Configuration Reference

What is a Data Lakehouse? configuration options
Parameter / OptionTypeDefaultDescription
Table formatstringdeltaOpen transactional format underpinning the lakehouse
delta.appendOnlybooleanfalseRestricts a table to append-only writes for immutability
delta.deletedFileRetentionDurationinterval7 daysHow long old files are retained for time travel before VACUUM can remove them
Liquid clustering keyslistnoneColumns used to physically cluster data for faster filtered reads
Schema evolutionbooleanfalseWhether writes may add new columns automatically

Monitoring, Cost, and Security Considerations

Monitoring

Track table health (file counts, sizes, and operation history) through Delta's transaction log and system tables. Watching the operation history helps you spot small-file proliferation before it degrades query performance, which can otherwise slow scans by several multiples.

Cost Optimisation

Storing one copy instead of duplicating into a warehouse cuts both storage spend and ETL compute. Run OPTIMIZE and use clustering so queries read fewer bytes, and schedule VACUUM to remove obsolete files you no longer need for time travel.

Security and Governance

Govern lakehouse tables with Unity Catalog so a single permission model covers SQL, Python, and AI access. Apply row filters and column masks at the table level so every engine that reads the data inherits the same controls.

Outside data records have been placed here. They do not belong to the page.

PR #462, opened 2024-09-24
remove large test files from build

kathy-nevola:
CRAN reports tarball at 7 mb, due to test data being included in submission. As a short term fix, I have skipped tests if the file doesnt exist and added it to .Rbuildignore. Tests passing locally and tarball locally compiles at 4 MB (under 5 MB CRAN limit).

More permanent solution will need to be further investigated for future release.


klevdiamanti (approved):
I pushed a few small commits for tests. Other than that LGTM.

PR #474, opened 2024-11-14
convert block to char when read from CSV

kathy-nevola:
Problem: Currently if Block is 1,2,3... and file is a csv, the input will be int. For parquet and in specification, Block should be char.

Solution: When Block exists, set to character in read_NPX_csv.R

Recreated Previous PR to run correct checks


dtopouza (approved):
Looks good!

PR #479, opened 2024-11-20
Move test data to within testthat file

kathy-nevola:
CI was failing due to not being able to find paths for skip if file doesnt exist tests. Test data recommended to be within testthat folder (ref: https://r-pkgs.org/testing-design.html#storing-test-data) 

Data moved to within testthat folder and test_path added to all paths. All paths updated.


kathy-nevola:
All tests and checks passed locally.

Issue #504, opened 2025-02-03
[BUG] Update MaxLOD after normalization


klevdiamanti:
**Describe the bug**
MaxLOD represents the maximum value of PlateLOD of an assay across plates in a multi-plate project. When we normalize two datasets, MaxLOD is adjusted within each dataset that is normalize, but not across datasets.

**To Reproduce**
Normalize (bridge, subset, median) any 2 multi-plate Target datasets that contain PlateLOD and MaxLOD.

**Expected behavior**
MaxLOD should be updated as the max(MaxLOD) or max(PlateLOD) of each assay.

**System Information:**
 - OS: Any
 - R Version: Any

**Additional context**
Feature was requested by customer.

PR #505, opened 2025-02-03
Update MaxLOD after normalization

klevdiamanti:
# Title: Update MaxLOD after normalization
**Problem:** After normalization MaxLOD was not updated as the MaxLOD across all input datasets.

**Solution:** Implement a function the updates MaxLOD to reflect the correct results of the normalization.

## Checklist

## Type of changes

- [X] Documentation Update 
- [ ] Other (explain)

## Further comments
Addresses #504.


MasoumehSheikhi (commented):
Looks good to me. I just noticed something that is probably not a big deal.

in test-olink_normalization.R line [100]  ### bridge normalization - multiple lod columns 
when I run the test inline, I get an error: Error: `expect_message(...)` did not throw the expected message.

but with Testing R file using 'testthat', all the tests pass.

if this is not problem, then I think it can be merged.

Common Pitfalls and Recommended Patterns

  • Reintroducing a separate warehouse: serve BI directly from Gold tables instead of copying out.
  • Neglecting file compaction: schedule OPTIMIZE to prevent the small-file problem that slows scans.
  • Disabling schema enforcement everywhere: keep it on so malformed data fails fast.
  • Never running VACUUM: unbounded retention inflates storage; balance retention with recovery needs.
  • Skipping a layered model: adopt Bronze/Silver/Gold so consumers always read curated data.

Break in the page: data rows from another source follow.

PR #531, opened 2025-03-10
Error if tests have warnings or are skipped

klevdiamanti:
# Title: Error is tests have warnings or are skipped
**Problem:** Given the large size of test and example data in the package, we are often running into trouble to meet the 5MB package size on CRAN. This is mainly caused by data under tests/testtthat/data used for testing and inst/extdata used as example data.

**Solution:** We have removed all test data and almost all example data in the package build to reduce package size. However, because in this case many tests will be skipped due to missing files, we added a workflow that runs all the tests and breaks if any tests are skipped, throw a warning or fail. This ensures that all tests work as expected even in cases when the developer missed to run devtools::test() locally prior to pushing.

**Key Features:**

* New CI worflow.
* Smaller package build size.

## Checklist

## Type of changes

- [ ] Documentation Update 
- [ ] Other (explain)

### DIFF
--- a/.github/workflows/R-CI-test-all.yaml
+++ b/.github/workflows/R-CI-test-all.yaml
@@ -30,21 +30,20 @@ jobs:
           testthat::test_local(path = "OlinkAnalyze", reporter = reporter)
           reporter$end_reporter()
 
-          n_fail <- length(reporter$failures$as_list())
           n_warn <- length(reporter$warnings$as_list())
           n_skip <- length(reporter$skips$as_list())
 
-          if (n_fail > 0L || n_warn > 0L || n_skip > 0L) {
+          if (n_warn > 0L || n_skip > 0L) {
             cli::cli_abort(
               c(
-                "x" = "Identified {.val {n_fail}} failed, {.val {n_warn}}
-                warning, and {.val {n_skip}} skipped tests!",
+                "x" = "Identified {.val {n_warn}} warning(s) and {.val {n_skip}}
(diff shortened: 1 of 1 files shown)


klevdiamanti:
@kathy-nevola is this conceptually similar to #480? If yes, lets discuss which one is to be kept and which to be discarded/

OlinkAnalyze/tests/testthat/test-read_npx.R
kathy-nevola, line 1: is the plan to move these other file types (zip, xlsx, csv) to an external repo for testing?

.github/workflows/R-CI-test-all.yaml
kathy-nevola, line 1: Failures will automatically cause a failure and will not trigger cli message. 
image

kathy-nevola: Skipped tests work as expected. 
image

kathy-nevola: Warnings also work 
image

kathy-nevola (commented):
Overall the check works as expected although any errors will not give the expected message. Might be worth looking into but I am happy to approve it as is.

.github/workflows/R-CI-test-all.yaml
klevdiamanti: You are right about test failures. Great catch. I will the PR to catch only warnings and skips.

Frequently Asked Questions

How is a lakehouse different from a data lake?

A data lake is just storage; a lakehouse adds a transactional table layer (Delta Lake) on top, giving you ACID guarantees, schema enforcement, fast SQL, and governance that a bare lake cannot provide.

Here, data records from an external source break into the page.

PR #540, opened 2025-03-14
Prevent missing parquet meta-data from generating errors

OlaCaster:
# Title: Prevent missing parquet meta-data from generating errors
**Problem:** The previous change in https://github.com/Olink-Proteomics/OlinkRPackage/commit/9c104357a6e2bcad2746b280778ccb3f556ce629 from throwing an error for missing parquet meta-data to just generating a warning does not work as intended. Because of how the subsequent code is written, R itself will generate errors if either `Product` or `DataFileType` are missing (in addition to our own warnings).

If `Product` is missing:
```
Error in if (exp_p_meta$prod %in% p_file_meta & !(meta_[[exp_p_meta$prod]] %in%  : 
  argument is of length zero
In addition: Warning message:
Missing required field "Product" in parquet file's metadata. 
```

If `DataFileType` is missing:
```
ℹ This parquet file is for research use only:
"For Research Use Only. Not for use in diagnostic procedures."!
Error in if (exp_p_meta$dtftp %in% p_file_meta & !(meta_[[exp_p_meta$dtftp]] %in%  : 
  argument is of length zero
In addition: Warning message:
Missing required field "DataFileType" in parquet file's metadata. 
```

**Solution:** The problem with the existing code is that subsequent checks involving `Product` and `DataFileType` include the vectorized boolean operator `&`. This forces R to evaluate the second arguments (`!(meta_[[exp_p_meta$prod]] %in% olink_platforms)` for `Product` and `!(meta_[[exp_p_meta$dtftp]] %in% olink_files)` for `DataFileType`), which results in logical vectors of length 0 when `exp_p_meta$prod` or `exp_p_meta$dtftp` do not exist. This is easy to fix by using the scalar operator `&&` instead, in which case R will skip evaluating the second argument if the first one is `FALSE` (which is the case here). Note that the new code also works even if there are no meta-data at all, so that `exp_p_meta` is `NULL`.

It is generally best practice to use `&&` and `||` instead of `&` and `|` in situations like these, when all arguments are known beforehand to be scalars. It reduces the risk of errors like this and is also slightly more performant since the R interpreter needs to do less work.

**Key Features:**

* No new features (this is a bug fix). The bug has immediate downstream impacts on NPX file import in Insight.

## Checklist
- [ ] Add or update unit tests (if applicable)

## Type of changes

- [x] Bugfix (non-breaking change which fixes an issue) (link the issue on the right)
- [ ] Documentation Update 
- [ ] Other (explain)

## Further comments
This could possibly go straight to `main`.


klevdiamanti:
There is two issues with OA leading workflows to fail:
- linting workflow needs a small addition.
- One of the dependencies, msigdbr, has undergone significant updates.
We are currently working on both. Hopefully, I'll have PRs to fix both by EOD.

OlaCaster:
> There is two issues with OA leading workflows to fail:
> 
> * linting workflow needs a small addition.
> * One of the dependencies, msigdbr, has undergone significant updates.
> 
> We are currently working on both. Hopefully, I'll have PRs to fix both by EOD.

Yes I guessed as much based on the other PRs in the list - so I wasn't particularly worried about the failing CI here 😄 
The `devtools` check passes for me locally at least.

klevdiamanti (approved):
LGTM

Do I still need a separate data warehouse?

Usually not. A lakehouse serves BI and SQL analytics directly from curated Gold tables, so you avoid maintaining and syncing a second proprietary system.

What makes Delta Lake transactional?

Delta keeps an ordered transaction log alongside the Parquet data files. The log records every commit atomically, enabling isolation between concurrent readers and writers and features like time travel.

Can I use engines other than Spark on a lakehouse?

Yes. Delta Lake is open, and the lakehouse supports SQL Warehouses and external engines that can read the open format, so you are not locked into a single tool.